• PROVIDED DATA:
PR #935, opened 2022-10-13
[Dictionary] support `GLUE_INDEXES`

devgony:
## Goal
```sql
gluesql> CREATE TABLE Foo(id INT PRIMARY KEY, name TEXT);
gluesql> CREATE INDEX Foo_id_1 ON Foo (id + 1);
gluesql> CREATE INDEX Foo_name_concat ON Foo (name + '_');
gluesql> SELECT * FROM GLUE_INDEXES;
```
| TABLE_NAME | INDEX_NAME     | ORDER | EXPRESSION | UNIQUENESS |
|------------|----------------|-------|------------|------------|
| Foo        | PRIMARY        | BOTH  | id         | TRUE       |
| Foo        | Foo_id_1       | BOTH  | id + 1     | FALSE      |
| Foo        | Foo_name_concat | BOTH  | name + "_" | FALSE      |

## Todo
- [x] implement GLUE_INDEXES
- [x] PK should be included in GLUE_INDEXES as `UNIQUENESS` column

## In Next
- Unique Index
- Composite Index
- GLUE_INDEX_COLUMNS(EXPRESSIONS?)
- 🤔 Why don't ASC, DESC  work? => future works up to storage type
- adjust GLUE_INDEXES to show indexes from {TABLE_NAME}
- looks like CREATE INDEX {INDEX_NAME} ON {TABLE_NAME} (`FUNCTION(COLUMN)`) does not work

### DIFF
--- a/core/src/executor/fetch.rs
+++ b/core/src/executor/fetch.rs
@@ -164,9 +164,9 @@ pub async fn fetch_relation_rows<'a>(
             let rows = {
                 #[derive(Iterator)]
                 enum Rows<I1, I2, I3> {
-                    GlueTables(I1),
-                    GlueTabColumns(I2),
-                    GlueIndexes(I3),
+                    Tables(I1),
+                    TableColumns(I2),
+                    Indexes(I3),
                 }
                 match dict {
                     Dictionary::GlueTables => {
@@ -175,7 +175,7 @@ pub async fn fetch_relation_rows<'a>(
                             .into_iter()
                             .map(|schema| Ok(Row(vec![Value::Str(schema.table_name)])));
 
-                        Rows::GlueTables(rows)
+                        Rows::Tables(rows)
                     }
                     Dictionary::GlueTableColumns => {
                         let schemas = storage.fetch_all_schemas().await?;
@@ -192,7 +192,7 @@ pub async fn fetch_relation_rows<'a>(
                             )
                         });
 
-                        Rows::GlueTabColumns(rows)
+                        Rows::TableColumns(rows)
                     }
                     Dictionary::GlueIndexes => {
                         let schemas = storage.fetch_all_schemas().await?;
@@ -207,7 +207,7 @@ pub async fn fetch_relation_rows<'a>(
                             })
                         });
 
-                        Rows::GlueIndexes(rows)
+                        Rows::Indexes(rows)
                     }
                 }
             };
--- a/core/src/executor/fetch.rs
+++ b/core/src/executor/fetch.rs
@@ -220,7 +220,7 @@ pub async fn fetch_relation_rows<'a>(
                                 None => Vec::new(),
                             };
 
-                            let non_clustered = schema.indexes.into_iter().map(|index| {
+                            let non_clustered = schema.indexes.into_iter().map(move |index| {
                                 Ok(Row(vec![
                                     Value::Str(schema.table_name.clone()),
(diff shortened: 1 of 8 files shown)


core/src/executor/fetch.rs
```diff
@@ -227,6 +243,13 @@ pub async fn fetch_relation_columns(
                 "COLUMN_NAME".to_owned(),
                 "COLUMN_ID".to_owned(),
             ]),
+            Dictionary::GlueIndexes => Ok(vec![
+                "TABLE_NAME".to_owned(),
+                "INDEX_NAME".to_owned(),
+                "ORDER".to_owned(),
+                "EXPRESSION".to_owned(),
+                // "UNIQUENESS".to_owned(),
```
devgony, line 251: Looks like we should add index info right after creating PK

test-suite/src/dictionary_index.rs
```diff
@@ -0,0 +1,22 @@
...
+    run!("CREATE INDEX Foo_id_1 ON Foo (id + 1 DESC)");
+    run!("CREATE INDEX Foo_id_2 ON Foo (id * 2)");
+
+    let test_cases = [(
+        "SELECT * FROM GLUE_INDEXES",
+        Ok(select!(
+            TABLE_NAME       | INDEX_NAME           | ORDER             | EXPRESSION;
+            Str              | Str                  | Str               | Str;
+            "Foo".to_owned()   "Foo_id".to_owned()    "BOTH".to_owned()    "id".to_owned();
+            "Foo".to_owned()   "Foo_id_1".to_owned()  "BOTH".to_owned()   "id + 1".to_owned();
```
devgony, line 15: Looks like ASC, DESC don't work.. 🤔

ever0de: `SELECT * FROM GLUE_INDEXES ORDER BY INDEX_NAME DESC`
I see the test fails when I run it with , so it seems to work.

```shell
thread 'dictionary_index' panicked at 'assertion failed: `(left == right)`
   left: `Str("Foo_id_2")`,
  right: `Str("Foo_id")`:
[err: value] row index: 0
expected: [Str("Foo"), Str("Foo_id"), Str("BOTH"), Str("id")]
    found: [Str("Foo"), Str("Foo_id_2"), Str("BOTH"), Str("id * 2")]', test-suite/src/tester/mod.rs:81:17
```

devgony: I meant the DESC which is the value of ORDER (BOTH, ASC, DESC) not the keyword of SQL 😢
Whenever we create index, the type of order is stored in `SchemaIndex`

test-suite/src/dictionary_index.rs
```diff
@@ -0,0 +1,21 @@
+use {crate::*, gluesql_core::prelude::Value::*};
+
+test_case!(ditionary_index, async move {
+    run!("CREATE TABLE Foo (id INT PRIMARY KEY, name TEXT);");
```
panarch, line 4: There exists only a single line which is not covered.
ref.
https://coveralls.io/builds/53336746/source?filename=core%2Fsrc%2Fexecutor%2Ffetch.rs#L220

Could we fill the last one?
In here, if we add another table which does not have PRIMARY KEY before adding `Foo` and run `SELECT * FROM GLUE_INDEXES`, then we can expect the test to reach the line.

• YOUR TASK: Retype the listing from its first line onward, stopping after the line that contains "- Composite Index" has been retyped in full.

• ANSWER SPACE:
PR #935, opened 2022-10-13
[Dictionary] support `GLUE_INDEXES`

devgony:
## Goal
```sql
gluesql> CREATE TABLE Foo(id INT PRIMARY KEY, name TEXT);
gluesql> CREATE INDEX Foo_id_1 ON Foo (id + 1);
gluesql> CREATE INDEX Foo_name_concat ON Foo (name + '_');
gluesql> SELECT * FROM GLUE_INDEXES;
```
| TABLE_NAME | INDEX_NAME     | ORDER | EXPRESSION | UNIQUENESS |
|------------|----------------|-------|------------|------------|
| Foo        | PRIMARY        | BOTH  | id         | TRUE       |
| Foo        | Foo_id_1       | BOTH  | id + 1     | FALSE      |
| Foo        | Foo_name_concat | BOTH  | name + "_" | FALSE      |

## Todo
- [x] implement GLUE_INDEXES
- [x] PK should be included in GLUE_INDEXES as `UNIQUENESS` column

## In Next
- Unique Index
- Composite Index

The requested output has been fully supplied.